The Beatitudes were a series of blessings declared by Jesus during His "Sermon on the Mount" found in the Gospels of Matthew. In contrast to the 10 Commandments given to Moses, Jesus gives the Beatitudes in a positive spirit, listing the values in life which will lead to prosperity and salvation. Each of the beatitudes brings blessings into the life of a Christian. Discover the significance and meaning of the Beatitudes from Jesus in the videos and scripture quotes below!
Let's walk through each beatitude with a full video explanation.
The Eight Beatitudes of Jesus - Matthew 5:3-10
"Blessed are the poor in spirit, for theirs is the kingdom of heaven. Blessed are those who mourn, for they will be comforted. Blessed are the meek, for they will inherit the earth. Blessed are those who hunger and thirst for righteousness, for they will be filled. Blessed are the merciful, for they will be shown mercy. Blessed are the pure in heart, for they will see God. Blessed are the peacemakers, for they will be called children of God. Blessed are those who are persecuted because of righteousness, for theirs is the kingdom of heaven. "Blessed are you when people insult you, persecute you and falsely say all kinds of evil against you because of me."
Blessed are the poor in spirit, for theirs is the kingdom of heaven.
"Poor in spirit" signifies to be humble. Humility is the understanding that all your blessings originate from the love of God. Humility brings openness and inner peace, enabling one to do the will of God. Those who humble themselves are able to admit our fragile nature, to repent, and to permit the love of God to guide us to reformation.
Blessed are those who mourn, for they will be comforted.
Mourning in this meaning is declared a blessing because to mourn our sinful nature produces in us an intention to renew ourselves and to follow the way of God in righteousness. Furthermore, mourning implies the love for people in our lives and will be comforted by the grace of God.
Blessed are the meek, for they will inherit the earth.
A person that is meek is one that manifests self-control. We are encouraged to be meek in the light of the Lord, and not oppose but be faithful to him. Submission to the will of God can be difficult and tiresome but it will bring peace and tranquility in this world and in the next.
Blessed are those who hunger and thirst for righteousness, for they will be filled.
A perpetual appetite for virtue and justice will guide us to the attainment of that desire - a development and reformation to righteousness.
Blessed are the merciful, for they will be shown mercy.
"Be merciful, just as your Father is merciful" (Luke 6:36). Mercy is the benevolent nature of God and the righteous towards those who suffer. Love, empathy, and mercy towards a family member or neighbor will bring peace to your relationships.
Blessed are the pure in heart, for they will see God.
To be pure of heart means to be free of all selfish purposes and self-seeking motives.

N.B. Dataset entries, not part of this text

PR #266, opened 2024-10-09
[docs] Readme tweaks

aarongarciah:
Some README updates:
- Update table of contents.
- Add missing indentation to a couple of list items.
- Switch list items for headings in a list.

### DIFF
--- a/README.md
+++ b/README.md
@@ -892,7 +892,7 @@ On the other hand, Pigment CSS extracts CSS at build time and replaces the Java
 
 Here are some common patterns and how to achieve them with Pigment CSS:
 
-1. **Fixed set of styles**
+#### 1. Fixed set of styles
 
 In Emotion or styled-components, you can use props to create styles conditionally:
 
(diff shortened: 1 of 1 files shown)


README.md
```diff
@@ -345,43 +351,43 @@ There are two ways to achieve this (both involve using a CSS variable):
 
 1. Declare a CSS variable directly in the styles and set its value using inline styles:
 
-```jsx
-const Heading = styled('h1')({
-  color: 'var(--color)',
-});
+   ```jsx
```
DiegoAndai, line 354: Is the code blocks indentation expected? Other code blocks here aren't.

aarongarciah: Yes, it's expected. These code blocks are nested inside list items, so they should be indented. Other code blocks are not indented because they're not inside list items (unless I missed any).

|before|after|
|---|---|
|Screenshot 2024-10-09 at 20 47 03|Screenshot 2024-10-09 at 20 44 50|

DiegoAndai (approved):

PR #271, opened 2024-10-11
[core] Fix test_types_next job

Janpot:
Noticed this was failing on master.


mnajdova (approved):
The next dependency was already updatd, I kept the changes in the circleci/config.yml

Jesus was the ultimate example of this as He sacrificed his own life for the redemption and salvation of mankind.
Blessed are the peacemakers, for they will be called children of God.
Peacemakers not only manifest peaceful lives but also work to share peace and friendship with others and to cultivate peace between God and man. However, we cannot give others what we do not possess and must strive to achieve peace within ourselves.
Blessed are those who are persecuted because of righteousness, for theirs is the kingdom of heaven.
The biblical passage extends to say: "Blessed are you when men revile you and persecute you and utter all kinds of evil against you falsely on my account. Rejoice and be glad, for your reward is great in heaven, for so men persecuted the prophets who were before you" (Matthew 5:11-12). Jesus said many times that those who follow Him will be persecuted. "If they persecute me, they will persecute you" (John 15:20-21). The importance of this Beatitude is that even if we are wrongfully persecuted for belief or devotion to God, we shall be blessed eternally in the Kingdom of Heaven.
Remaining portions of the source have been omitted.